しかし、近年は少子化に伴い結婚式の需要が減少したほか、同業他社との競合もあり2015年6月期の売上高は17億1326万円に低下し、2018年6月期には債務超過に転落した。「新型コロナウイルス」感染拡大の影響もあり、2021年6月期の売上高は6億8230万円にまで落ち込み、億単位の最終赤字を計上するなど、財務内容が悪化。コロナ関連融資を利用する一方、借入返済のリスケジュールを要請するなど厳しい資金繰りが続いていたところ、自主再建を断念して今回の措置となった。
(株)ベアハグ(TSR企業コード:293209570、法人番号:8010401042888、中央区銀座8-4-23、設立1997(平成9)年6月、資本金7000万円)は12月6日、東京地裁より破産開始決定を受けた。

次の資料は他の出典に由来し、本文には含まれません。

PR #2005, opened 2021-01-22
Make sure we find correct model via the region slug

rsanheim:
Story:  [ch2397](https://app.clubhouse.io/simpledotorg/story/2397/some-districts-aren-t-loading-for-users-with-region-reports-turned-off)

We need to make sure we find FacilityGroups and Facilities if region_reports is
disabled, and find Regions if region_reports is enabled. Otherwise slug
mismatches can result in records not being found, which ends up
returning authorization errors to users.

We also need to duck type source in some of the source models to make
sure the download links still work correctly.

This will all be resolved once all users are in the world of region
reports, and are list views _only_ show Regions and never FGs or
Facilities...so the links will have the correct slugs.

### DIFF
--- a/app/controllers/reports/regions_controller.rb
+++ b/app/controllers/reports/regions_controller.rb
@@ -119,7 +119,12 @@ class Reports::RegionsController < AdminController
     current_admin.region_access(memoized: true).accessible_region?(region, action)
   end
 
+  def region_reports_enabled?
+    current_admin.feature_enabled?(:region_reports)
+  end
+
   helper_method :accessible_region?
+  helper_method :region_reports_enabled?
 
   def download_filename
     time = Time.current.to_s(:number)
@@ -208,9 +213,5 @@ class Reports::RegionsController < AdminController
   def percentage(numerator, denominator)
     return 0 if denominator == 0 || numerator == 0
     ((numerator.to_f / denominator) * 100).round(2)
-  end
-
-  def region_reports_enabled?
-    current_admin.feature_enabled?(:region_reports)
   end
 end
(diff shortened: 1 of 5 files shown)


app/controllers/reports/regions_controller.rb
```diff
@@ -163,11 +168,19 @@ def find_region
         scope = current_admin.accessible_facilities(:view_reports)
         FacilityDistrict.new(name: report_params[:id], scope: scope)
       when "district"
-        current_admin.accessible_district_regions(:view_reports).find_by!(slug: report_params[:id])
+        if region_reports_enabled?
+          current_admin.accessible_district_regions(:view_reports).find_by!(slug: report_params[:id])
+        else
+          current_admin.accessible_facility_groups(:view_reports).find_by!(slug: report_params[:id])
+        end
```
rsanheim, line 175: here is the issue - we need to use the FG slug when region reports are off, because those are the links users will be following.

app/controllers/reports/regions_controller.rb
```diff
@@ -163,11 +168,19 @@ def find_region
...
       when "block"
         current_admin.accessible_block_regions(:view_reports).find_by!(slug: report_params[:id])
       when "facility"
-        current_admin.accessible_facility_regions(:view_reports).find_by!(slug: report_params[:id])
+        if region_reports_enabled?
+          current_admin.accessible_facility_regions(:view_reports).find_by!(slug: report_params[:id])
+        else
+          current_admin.accessible_facilities(:view_reports).find_by!(slug: report_params[:id])
```
rsanheim, line 182: same here with facilities...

破産管財人には荻山剛弁護士(功記総合法律事務所、中央区日本橋人形町3-6-7)が選任された。
負債総額は22億円。
「ベアハグ」の屋号で、整体・フットセラピーの運営を手掛けていた。ショッピングセンターなどへ積極的に出店し、リラクゼーションサロンの店舗の業務委託やメガソーラー事業などにも対応。2019年9月期には売上高33億5783万円をあげていた。この間、業容を拡大する一方で、関係会社の代表を務めていた現代表が法人税法違反などで起訴されたとの報道がなされ、コンプライアンス面でも注目されていた。さらに、メガソーラー事業に関わる資金調達や取引先とのトラブルの発生で信用が低下。不採算店舗の閉鎖や営業権の譲渡により事業を縮小していたが、債権者から破産を申し立てられ、今回の措置となった。